9 reasons why a child might not become an active bilingual

by | Mar 20, 2013 | Bilingualism, Challenges, Family life, How to motivate a bilingual / multilingual child to speak a family language | 3 comments

9 reasons why a child might not become an active bilingual

Why do not all children in multilingual families grow up to become bilingual? What are the differences between the families that succeed and those who don’t?

First, let’s start with some quick myth-busting: How clever or linguistically talented a child is has nothing to do with becoming a bilingual – any normal child can learn the languages of the family. The socio-economic status of the family is also not a deciding factor, nor is how educated the parents are – all parents have the ability to pass on a language to their children.

So why do some children only acquire a passive understanding of a family language? Here are the main reasons why:

1. Lack of conscious effort
Some parents who have themselves grown up with two languages think that it’s something automatic, just like it was for them them, so they don’t think they have to pay attention to passing on the language. Often at the time when the parents notice that the children really can’t express themselves well enough, the children are at an age where a change in behaviour and family language patterns would require a bit of extra effort, so it does not happen.

2. Lack of consistency
For children to acquire a language, they need interaction with other speakers. If parents and family members frequently switch between languages a child will most likely pick up both (or all) languages, but at the point when the child goes to school, the majority language might take over.
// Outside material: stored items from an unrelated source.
PR #213, opened 2025-03-11
Move initial ratings to plugin

timothyarmes:


src/plugins/ffe/ffe.py
```diff
@@ -222,6 +222,40 @@ def augment_player_after_search(player: Player):
                 }
 
 
+@hookimpl
+def set_player_default_ratings(federation: str, player: 'Player'):
+    if federation == 'FRA':
```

Start of nursery or school is the time when consistency is most required from the parents to keep the home language(s) alive.

3. Lack of confidence
There are parents who are not confident that they would be able to “teach” their children their language. All normally developed children will learn to speak and they learn from their parents. You do not need to know your language perfectly, neither do you have to act like a teacher, just be yourself.

4. Lack of exposure
To acquire a language children should be exposed to it for at least 20% of their waking time – the general consensus is a recommendation of 30%, but it is not possible to give an exact percentage. The exposure should be interactive and engaging. If children only occasionally hear a language and not on a daily basis, they may not become active speakers of it.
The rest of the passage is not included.